When I first noticed that having more than three worker threads seemed to bring no increase in performance, I came up with some crazy hypotheses about the cause.  For a while I was even thinking that calls to malloc() and its equivalents were somehow causing the worker threads to block one another, but that, of course, was not happening.  Then I got out Valgrind, a powerful profiling tool, and gathered data about where the app was spending its time.

In spite of overwhelming evidence that the program really was dominated by arithmetic related to FFTs, I somehow convinced myself that I was dealing with a cache problem.  Several days were waisted trying to eliminate the handful of spots in the parallel code that were experiencing ~1% L2 cache misses (that was as bad as it got, fortunately).  At one point, I was even thinking that the scheduler was doing a bad job of keeping threads on the same core, thus supposedly causing the cache to be unnecessarily invalidated, so I started looking into sched_setaffinity() and other such nonsense.

That mucking around didn’t help matters from a cache-hit perspective (and in many cases made things worse — thank you, version control!), but it did lead me to discover I had been using FFTW in an inefficient way, so the time wasn’t totally wasted. In fact, fixing my FFTW gaffe led to a 40% improvement in the blur modeling algorithm execution time — but there was still no improvement when using more than three worker threads.

The actual cause of the problem struck me today when I was, of all things, calculating the incremental price per bagel for a potential multi-bagel purchase at Panera.  I realized that it was simply a matter of factorization, and I immediately felt stupid.

Remember that there are always six work items that start in the queue.  If the number of consumer threads is a factor of the number of work items, and the work items all take roughly the same amount of time to process, then the queue will be emptied with little to no wasted time.

Going from 2 to 3 worker threads decreases the total time (t_done)

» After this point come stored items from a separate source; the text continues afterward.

Issue #2204, opened 2026-03-31
make indexed db table name depend on git branch name


cyrus-:
- make sure hazel still builds when it isn't in a git repo as well

PR #2421, opened 2026-08-03
Add telemetry sections to the Debug sidebar (Evaluation, Statics, Editor & Memory, Frame Timing)

7h3kk1d:
Adds four Debug sidebar sections — **Evaluation**, **Statics**, **Editor &
Memory**, **Frame Timing** — showing where a keystroke's time goes and what the
editor currently holds. They share a table, a formatter and a heat map with
#2370's **Worker Messaging** panel, which moves onto the same pieces.

## Up front: refs and side effects, deliberately

The collectors are module-level refs, written by side-effecting calls at the
points being measured rather than values threaded through the component tree.
Deliberately: this is developer instrumentation — tangential to the codebase, off
a normal user's path, inert unless a panel is open — and doing it properly would
mean widening every `update` / `calculate` signature along the way to carry a
value only a debug panel reads. Worth revisiting if these panels ever become
load-bearing.

What a section touches is still closed: each collector and `PerfFormat` has a
`.rei`, each section is pinned to `DebugSection.S`, and the mutation stays inside
the collectors.

## What gets collected

**Stage timings, per keystroke.** The edit action's `perform` (update phase), then
each calculate-phase stage — statics + elaboration, the syntax-cache rebuild
(MakeTerm + Measured), cursor info, the ExplainThis color map — and the total. 30
frames kept; a stage that didn't run shows `—`, never a misleading `0`.

**The eval round trip, per request.** The latency the main thread sees
(`postMessage` → `onmessage`) beside the worker's own evaluator time, which it now
returns in a new `eval_time` on `ServerMessage.result` — so the gap between them
is queue + serialization + transfer. Plus the outcome, encoded payload sizes and a
restart count. 10 requests kept.

**Structural counts, per frame.** Info-map entries, error and warning counts, why
statics ran or didn't (recomputed / forced / deferred / cached), segment tokens,
tiles, rows, projectors, and live undo/redo/backpack depth.

Durations are `Core.Time_ns.Span`, sizes `Core.Byte_units`. Byte-exact heap sizes
are deliberately absent — walking the heap per frame is too expensive, and timings
plus counts answer the question.

## The changes, in reading order

1. **`util/Metrics.re`** (new) — the gate and bounded history every collector
   shares, as a functor; recorders run through `when_enabled`. Read first.
2. **`util/PerfMetrics.re`** — per-frame collector: the `frame` record, the
   `time_*` stage wrappers, the count recorders.
3. **`util/EvalMetrics.re`** — round-trip collector, keyed by request id so its
   rows line up with Worker Messaging's.
4. **`util/WorkerMetrics.re`** — pre-existing; moved onto the functor.
5. **`CodeEditable`, `CodeWithStatics`, `Page`, `History`** — where the timings
   are taken, and where gating syncs once per cycle.
6. **`util/WorkerServer.re`, `util/WorkerClient.re`** — evaluator time on the
   wire, and the recording around the request lifecycle.
7. **`sidebar/PerfFormat.re`** — the table vocabulary: a `column` carries header,
   tooltip and cell projection; `cell` is opaque; `view` assembles a body.
8. **`sidebar/*Section.re`** — one per panel: columns plus a `view` call.
9. **`sidebar/SidebarModel.re`, `Settings.re`** — sidebar settings store
   `debug_expanded`, so the whole Debug sidebar starts collapsed.
10. **`util/TimeUtil.re`** — `timed`, and the `span` alias that lets a deriving
    type carry a `Time_ns.Span`. The only file outside `src/web/`.

## Closed panels cost nothing

Each collector is gated on **its own** section being expanded, synced once per
cycle in `Page.Update.calculate`, and every section ships collapsed — so ordinary
editing pays nothing.

## Testing

`make dev` clean, `make test-quick` green (3311), and a manual pass over all five
sections in Chrome. `Test_WorkerServer` covers a `Time_ns.Span` surviving Marshal
+ `structuredClone` and its nanosecond json encoding.


src/web/util/PerfMetrics.re
```diff
@@ -0,0 +1,195 @@
...
+  mutable cursor_info: option(Core.Time_ns.Span.t),
+  mutable color_map: option(Core.Time_ns.Span.t),
+};
+let building: builder = {
+  perform: None,
+  statics: None,
+  syntax: None,
+  cursor_info: None,
+  color_map: None,
+};
```
7h3kk1d: Why mutable instead of just overriding fields. I can't imagine the copying costs that much.

src/web/util/PerfMetrics.re
```diff
@@ -0,0 +1,195 @@
...
+let history_limit = 30;
+let frames: ref(list(frame)) = ref([]); /* newest first */
+
+/* Cheap structural counts of the most recently calculated editor, the statics
+ * recompute mode, and undo/redo depth — not per-frame timeline data. */
+type counts = {
+  mutable info_map_entries: int,
+  mutable error_count: int,
+  mutable warning_count: int,
+  mutable statics_mode: string,
```
7h3kk1d: What is statics_mode.

src/web/util/PerfMetrics.re
7h3kk1d, line 1: Give this an rei file.

src/web/app/editors/code/CodeWithStatics.re
```diff
@@ -155,28 +155,55 @@ module Update = {
...
+      PerfMetrics.record_statics_counts(
+        ~info_map_entries=Id.Map.cardinal(statics.info_map),
+        ~error_count=List.length(statics.error_ids),
+        ~warning_count=List.length(statics.warning_ids),
+        ~statics_mode=
+          recompute
+            ? statics_mode == StaticsForce ? "forced" : "recompute"
+            : statics_mode == StaticsDefer ? "deferred" : "cached",
+      );
+    };
```
7h3kk1d: Can this logic be in PerfMetrics nad just pass in the necessary information?

src/web/app/editors/code/CodeWithStatics.re
```diff
@@ -155,28 +155,55 @@ module Update = {
...
+        )
+      );
+    if (PerfMetrics.enabled^) {
+      let syn = editor.syntax;
+      PerfMetrics.record_editor_counts(
+        ~segment_tokens=List.length(syn.segment),
+        ~tiles=Id.Map.cardinal(syn.measured.tiles),
+        ~rows=Measured.Rows.cardinal(syn.measured.rows),
+        ~projectors=List.length(syn.projector_list),
+        ~backpack=List.length(syn.cached_backpack),
```
7h3kk1d: Also can this be in PerfMetrics.

src/web/app/sidebar/EditorSection.re
```diff
@@ -0,0 +1,63 @@
...
+            "rebuild",
+            "Time to rebuild the syntax cache: MakeTerm (segment → term) + Measured (layout).",
+          ),
+          ("tokens", "Number of pieces (tokens) in the editor segment."),
+          ("tiles", "Number of distinct tiles in the measured layout."),
+          ("rows", "Number of rendered rows in the measured layout."),
+          ("proj", "Number of projectors in the segment."),
+        ]),
+        ...List.map(row(~max), frames),
+      ]),
```
7h3kk1d: Make a datatype that contains the column header, the tooltip description and the projection function from max/PerfMetrics.frame and use that data structure to build this table. Otherwise this list and the row function have to stay in sync which is fragile.

Then use that datastructure, max, and frames to build the table in it's own function.

7h3kk1d: Do something like that for all the tables we're building this way.

7h3kk1d:
Default the debug sidebar to everything collapsed. Otherwise there's too much navigation.

src/web/app/sidebar/EvaluationSection.re
7h3kk1d, line 1: Make sure all the sidebars are limited to the sidebar rei file.

src/web/app/sidebar/EvaluationSection.re
```diff
@@ -0,0 +1,81 @@
...
+            "Request id, shared with the Worker Messaging panel so rows correlate.",
+          ),
+          ("cells", "Number of cells (request entries) evaluated together."),
+          (
+            "status",
+            "Outcome: pending (awaiting response), ok, fail (evaluator error), or timeout.",
+          ),
+          (
+            "round-trip",
+            "Wall-clock from posting the request to receiving its result: worker queue + evaluation + result serialization + transfer. Dominated by evaluation, but not the worker's isolated evaluate() call.",
```
7h3kk1d: Is there a way to get the eval time separately from the full round trip.

src/web/app/sidebar/PerfFormat.re
7h3kk1d, line 1: Give this an rei and only include the external interface

src/web/app/sidebar/PerfFormat.re
```diff
@@ -0,0 +1,120 @@
...
+  | Some(x) => to_string(x)
+  };
+
+let span = (s: Core.Time_ns.Span.t): string =>
+  Core.Time_ns.Span.to_string_hum(~decimals=2, s);
+let span_str = opt_str(span);
+
+let bytes = (b: Core.Byte_units.t): string =>
+  Core.Byte_units.to_string_hum(b);
+let bytes_str = opt_str(bytes);
```
7h3kk1d: include fmt or something else indicative of it being stringified for display

src/web/app/sidebar/PerfFormat.re
```diff
@@ -0,0 +1,120 @@
...
+
+/* A header cell with hover text (title) explaining what the column measures. */
+let head = ((label, tooltip): (string, string)): Node.t =>
+  Node.td(
+    ~attrs=[clss(["perf-head"]), Attr.title(tooltip)],
+    [text(label)],
+  );
+
+let head_row = (cols: list((string, string))): Node.t =>
+  Node.tr(List.map(head, cols));
```
7h3kk1d: These are so specific I think the right answer is to have a data structure representation of the table defined in this file and have all of the formatting/building of the HTML handled inside this and not expose these.

src/web/app/sidebar/PerfFormat.re
```diff
@@ -0,0 +1,120 @@
...
+/* Truncate a possibly-long label; the full text goes on the cell's tooltip. */
+let truncate = (n: int, s: string): string =>
+  String.length(s) <= n ? s : String.sub(s, 0, n) ++ {|…|};
+
+/* The edit action label a frame's perform stage carries (— when none). */
+let action_of = (p: option((string, Core.Time_ns.Span.t))): string =>
+  switch (p) {
+  | None => {|—|}
+  | Some((a, _)) => a
+  };
```
7h3kk1d: Use opt_string.

src/web/util/EvalMetrics.re
7h3kk1d, line 1: rei file. And if there's anything we can do to enforce the similarities with PerfMetrics we should.

src/web/util/WorkerClient.re
```diff
@@ -58,15 +58,34 @@ let with_latest = (request_id, f) =>
...
+  worker##postMessage(encoded);
+};
 
 let fail_latest = latest => {
   clear_timeouts();
   latest_request := None;
+  switch (latest.metrics_id) {
+  | Some(id) when EvalMetrics.enabled^ => EvalMetrics.record_timeout(~id)
+  | _ => ()
+  };
```
7h3kk1d: Can the enabled checking happen inside EvalMetrics.

src/web/util/WorkerClient.re
```diff
@@ -58,15 +58,34 @@ let with_latest = (request_id, f) =>
...
+ * see WorkerServer.Active). Callers still deal in Request.t/Response.t.
+ *
+ * Encodes once: the Evaluation panel needs the posted byte length, and its
+ * latency clock must start as close to the post as possible (excluding any
+ * Worker Messaging benchmarking done earlier by record_request). */
+let post_evaluate =
+    (~metrics_id: option(int)=None, worker, request: Request.t) => {
+  let encoded = Active.encode_request(ClientMessage.Evaluate(request));
+  switch (metrics_id) {
+  | Some(id) when EvalMetrics.enabled^ =>
```
7h3kk1d: Can the enabled checking happen inside EvalMetrics.

src/web/util/WorkerClient.re
```diff
@@ -103,8 +124,29 @@ let setup_worker_message_handler = worker => {
              * can take tens of ms and must not delay evaluation latency. */
             latest.callbacks.on_result(response);
             switch (latest.metrics_id) {
-            | Some(id) => WorkerMetrics.record_response(id, msg)
             | None => ()
+            | Some(id) =>
+              if (WorkerMetrics.enabled^) {
```
7h3kk1d: Can the enabled checking happen inside EvalMetrics.

src/web/app/sidebar/PerfFormat.re
```diff
@@ -0,0 +1,192 @@
...
+    (spans: list(option(Core.Time_ns.Span.t))): Core.Time_ns.Span.t =>
+  List.fold_left(
+    (acc: Core.Time_ns.Span.t, s: option(Core.Time_ns.Span.t)) =>
+      switch (s) {
+      | None => acc
+      | Some(x) => Core.Time_ns.Span.compare(x, acc) > 0 ? x : acc
+      },
+    Core.Time_ns.Span.zero,
+    spans,
+  );
```
7h3kk1d: We need to start using Seq and fold for stuff like this with dropping the optionals. So much more composable and easier to read.

src/web/util/PerfMetrics.re
7h3kk1d: 🤖 Agreed. Both mutable records are gone: `builder` and `counts` collapsed into a single `ref(frame)` updated with `{...current^, …}`, plus a small `live` record for the values that only mean anything *now* (undo/redo/backpack) rather than per frame.

Removing the two-record split also deleted the 15-field hand-copy that `end_calc` used to spell out when committing a frame — it's `push({...frame, total: Some(total)})` now.

src/web/util/PerfMetrics.re
7h3kk1d: 🤖 It answered "did statics actually recompute this frame, and if not why not" — but as a string built by a nested ternary at the call site, which is why it read as nothing in the type. It's a documented variant in `PerfMetrics` now, `option`-wrapped so "no statics yet" renders `—` like every other absent metric:

```reason
/* Why statics did or didn't recompute on a frame — the Statics panel's `mode`
 * column. */
type statics_mode =
  | Recomputed  /* an edit landed and statics ran this frame */
  | Forced      /* the debounce timer fired and forced a run */
  | Deferred    /* an edit landed but the debounce postponed the run */
  | Cached;     /* nothing to redo — the cached statics were reused */
```

`PerfMetrics` derives which one happened; `StaticsSection` owns how it's labelled.

src/web/util/PerfMetrics.re
7h3kk1d: 🤖 Added `PerfMetrics.rei`: the `frame`/`live`/`statics_mode` types, `sync`, `history`, the `time_*` wrappers and the three count recorders. `current`, `empty_frame`, `add`, `time`, `push`, `update` and `enabled` are all private now.

src/web/app/editors/code/CodeWithStatics.re
7h3kk1d: 🤖 Moved. It's now `PerfMetrics.record_statics_counts(~recompute, ~mode, statics)`, taking the `CachedStatics.t` and deriving both the counts and the reported mode itself — the call site passes facts, not a label.

To hand over the mode by type rather than as two booleans I pulled the three-way throttle mode out of this file into `StaticsMode.t` (`Normal | Defer | Force`), so the collector can name the decision without depending on the editor. `StaticsDebounce` stays here; `CellEditor` was the only other place that named a constructor.

src/web/app/editors/code/CodeWithStatics.re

However, if the number of consumer threads is not a factor of the number of work items, the queue will not be emptied efficiently, and time will be wasted waiting for one or more of the threads to finish after the others are done.

Going from 3 to 4 worker threads does not change the completion time

All of this is blindingly obvious in hindsight.  Since 1, 2, and 3 are all factors of 6, it comes as no surprise that adding threads to have 2 or 3 total workers leads to speed improvements.  Likewise, since 4 and 5 are not factors of 6, it should have been no surprise that having those numbers of worker threads led to no speed improvements.

That meant that the next major speed boost should happen at the next higher factor of 6: namely, 6 worker threads.  Indeed, that’s what we see in the execution times.

Execution times as function of number of worker threads (lower is better)

Three things to note on that chart:

First, there are diminishing returns.  Going from 1 to 2 worker threads leads to a 31% improvement, but going from 2 to 3 worker threads gives only an additional 14% improvement.  Going from 3 to 6 worker threads improves times only 10% more.  In addition, this suggests that other parts of the code — outside of the threaded producer-consumer block — are potential targets for optimization.  That is because the gains from each thread are not as high as we’d expect if the work items dominated the overall execution time.

Second, there is a very slight improvement in execution time with 5 threads, about 3%.  This is because of the previously noted “special” work item, which takes slightly less time to process than all of the other work items.  In the 5-thread case, the thread that gets two work items will always have the special item and a normal item, whereas in the 4-thread case one of the threads would have two normal items, thus the time difference.

Third, the execution time actually gets worse as the number of threads increases beyond 6.  There are never more than 6 work items in the queue, so those extra worker threads are just added overhead.

(All of these measurements were on the same idle 8-core machine.)

In conclusion, I should have recognized this now-obvious situation earlier.  I guess I simply overlooked the slight dip with six threads.  Now that I do see the high-level cause, I can tell that throwing more hardware at the problem is not a good use of money; a 10% speed improvement for double the cores is a bad return on investment.  The other parts of the code, or the algorithm itself, will need to be improved in order to see significant gains.

Oh, and the rule still applies.